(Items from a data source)
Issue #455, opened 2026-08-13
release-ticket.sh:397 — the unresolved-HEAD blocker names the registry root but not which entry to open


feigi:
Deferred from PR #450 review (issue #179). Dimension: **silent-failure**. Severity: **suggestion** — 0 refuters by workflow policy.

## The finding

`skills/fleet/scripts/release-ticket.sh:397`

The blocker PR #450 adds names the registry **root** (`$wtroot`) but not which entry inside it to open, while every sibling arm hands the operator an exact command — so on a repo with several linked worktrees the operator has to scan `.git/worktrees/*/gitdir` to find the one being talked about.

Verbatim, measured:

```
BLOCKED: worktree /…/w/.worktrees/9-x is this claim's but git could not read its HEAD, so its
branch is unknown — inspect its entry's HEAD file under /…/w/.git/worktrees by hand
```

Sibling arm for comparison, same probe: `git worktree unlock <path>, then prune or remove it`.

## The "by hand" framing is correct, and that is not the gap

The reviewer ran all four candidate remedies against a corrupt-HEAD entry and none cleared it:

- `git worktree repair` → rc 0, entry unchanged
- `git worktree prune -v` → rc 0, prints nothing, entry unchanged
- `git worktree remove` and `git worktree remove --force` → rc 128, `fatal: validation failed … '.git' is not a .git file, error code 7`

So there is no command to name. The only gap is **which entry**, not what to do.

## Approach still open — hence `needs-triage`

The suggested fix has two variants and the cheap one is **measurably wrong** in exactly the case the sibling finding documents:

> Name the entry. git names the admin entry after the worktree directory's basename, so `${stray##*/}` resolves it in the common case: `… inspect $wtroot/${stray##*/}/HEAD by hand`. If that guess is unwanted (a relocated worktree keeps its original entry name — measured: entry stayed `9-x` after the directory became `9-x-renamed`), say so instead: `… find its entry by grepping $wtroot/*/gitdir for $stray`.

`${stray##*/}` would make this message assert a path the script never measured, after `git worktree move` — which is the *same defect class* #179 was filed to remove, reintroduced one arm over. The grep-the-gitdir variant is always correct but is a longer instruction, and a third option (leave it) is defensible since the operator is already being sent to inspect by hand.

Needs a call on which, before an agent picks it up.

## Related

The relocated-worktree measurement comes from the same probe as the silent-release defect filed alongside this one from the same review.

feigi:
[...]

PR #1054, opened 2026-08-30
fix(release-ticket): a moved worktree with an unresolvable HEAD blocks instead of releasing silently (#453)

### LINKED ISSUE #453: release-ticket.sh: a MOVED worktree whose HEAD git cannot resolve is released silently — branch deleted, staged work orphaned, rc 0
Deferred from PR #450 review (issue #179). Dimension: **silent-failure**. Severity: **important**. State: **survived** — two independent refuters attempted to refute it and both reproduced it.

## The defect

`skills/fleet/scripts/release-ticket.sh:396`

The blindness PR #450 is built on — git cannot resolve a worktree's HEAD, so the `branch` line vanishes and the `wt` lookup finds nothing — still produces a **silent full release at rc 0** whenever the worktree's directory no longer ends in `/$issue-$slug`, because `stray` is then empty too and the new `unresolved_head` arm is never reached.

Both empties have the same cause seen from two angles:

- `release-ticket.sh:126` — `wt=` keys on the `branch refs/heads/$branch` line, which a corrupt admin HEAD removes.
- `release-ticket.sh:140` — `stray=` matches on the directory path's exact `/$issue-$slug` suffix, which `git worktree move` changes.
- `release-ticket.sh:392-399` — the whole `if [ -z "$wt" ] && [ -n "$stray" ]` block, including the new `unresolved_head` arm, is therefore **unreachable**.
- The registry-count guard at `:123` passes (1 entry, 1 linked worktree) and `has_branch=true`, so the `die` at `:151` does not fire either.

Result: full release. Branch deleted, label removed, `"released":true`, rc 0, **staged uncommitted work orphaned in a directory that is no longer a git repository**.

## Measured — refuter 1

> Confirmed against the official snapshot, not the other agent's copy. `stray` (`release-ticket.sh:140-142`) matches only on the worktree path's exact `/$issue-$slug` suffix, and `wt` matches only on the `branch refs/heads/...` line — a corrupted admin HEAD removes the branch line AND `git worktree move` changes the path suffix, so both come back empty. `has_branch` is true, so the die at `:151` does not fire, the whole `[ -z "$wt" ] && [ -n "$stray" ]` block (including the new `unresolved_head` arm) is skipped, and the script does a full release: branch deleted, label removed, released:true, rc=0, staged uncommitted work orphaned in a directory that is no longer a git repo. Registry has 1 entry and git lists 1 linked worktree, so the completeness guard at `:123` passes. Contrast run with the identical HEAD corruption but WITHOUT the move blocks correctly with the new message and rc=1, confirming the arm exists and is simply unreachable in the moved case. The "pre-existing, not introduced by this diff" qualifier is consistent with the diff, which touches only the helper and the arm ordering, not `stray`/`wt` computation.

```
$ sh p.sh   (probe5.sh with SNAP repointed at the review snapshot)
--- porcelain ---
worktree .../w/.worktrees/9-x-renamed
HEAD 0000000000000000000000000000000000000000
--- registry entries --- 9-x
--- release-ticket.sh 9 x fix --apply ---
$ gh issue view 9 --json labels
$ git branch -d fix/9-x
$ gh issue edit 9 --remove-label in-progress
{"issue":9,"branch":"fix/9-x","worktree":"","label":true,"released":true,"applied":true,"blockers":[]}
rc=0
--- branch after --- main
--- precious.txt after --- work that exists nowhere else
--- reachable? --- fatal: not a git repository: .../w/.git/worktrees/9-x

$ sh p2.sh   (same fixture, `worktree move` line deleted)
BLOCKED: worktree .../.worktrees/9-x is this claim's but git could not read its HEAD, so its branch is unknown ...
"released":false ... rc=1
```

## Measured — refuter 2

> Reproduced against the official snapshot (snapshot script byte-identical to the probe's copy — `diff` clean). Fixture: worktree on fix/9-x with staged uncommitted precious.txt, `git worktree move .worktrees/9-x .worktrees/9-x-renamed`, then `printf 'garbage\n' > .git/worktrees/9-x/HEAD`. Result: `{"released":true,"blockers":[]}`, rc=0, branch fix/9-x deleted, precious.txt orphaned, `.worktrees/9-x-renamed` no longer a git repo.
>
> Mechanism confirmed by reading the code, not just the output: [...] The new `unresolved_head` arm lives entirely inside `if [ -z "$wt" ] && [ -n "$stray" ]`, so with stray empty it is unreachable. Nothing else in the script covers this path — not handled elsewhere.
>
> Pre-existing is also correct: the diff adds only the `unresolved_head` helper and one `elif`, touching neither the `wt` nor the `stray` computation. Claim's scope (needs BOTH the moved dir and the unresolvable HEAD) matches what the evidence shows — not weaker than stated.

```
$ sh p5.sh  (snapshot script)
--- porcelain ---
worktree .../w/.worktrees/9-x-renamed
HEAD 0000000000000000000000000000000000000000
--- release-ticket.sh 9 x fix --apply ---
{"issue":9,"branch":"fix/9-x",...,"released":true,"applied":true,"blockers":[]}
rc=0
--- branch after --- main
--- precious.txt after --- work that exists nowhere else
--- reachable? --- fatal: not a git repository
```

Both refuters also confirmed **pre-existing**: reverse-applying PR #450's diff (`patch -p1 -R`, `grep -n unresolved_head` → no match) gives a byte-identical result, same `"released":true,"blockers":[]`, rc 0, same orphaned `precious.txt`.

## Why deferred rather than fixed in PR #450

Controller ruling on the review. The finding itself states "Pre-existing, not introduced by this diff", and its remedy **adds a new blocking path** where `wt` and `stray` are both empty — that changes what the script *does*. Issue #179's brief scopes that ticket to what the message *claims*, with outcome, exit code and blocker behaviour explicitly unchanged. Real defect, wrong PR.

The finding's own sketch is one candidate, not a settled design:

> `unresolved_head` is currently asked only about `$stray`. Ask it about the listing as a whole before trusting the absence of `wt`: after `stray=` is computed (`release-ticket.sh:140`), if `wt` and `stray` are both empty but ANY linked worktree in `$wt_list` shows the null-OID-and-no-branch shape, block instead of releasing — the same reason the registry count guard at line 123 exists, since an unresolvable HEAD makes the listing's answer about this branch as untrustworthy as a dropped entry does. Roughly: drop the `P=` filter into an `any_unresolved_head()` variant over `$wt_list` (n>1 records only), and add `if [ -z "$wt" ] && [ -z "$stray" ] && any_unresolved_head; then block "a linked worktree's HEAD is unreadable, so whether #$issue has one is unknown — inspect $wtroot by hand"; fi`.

● Directions for this task: From the data above, give the number of lines that hold "Dimension", without anything else.

● Written solution: 2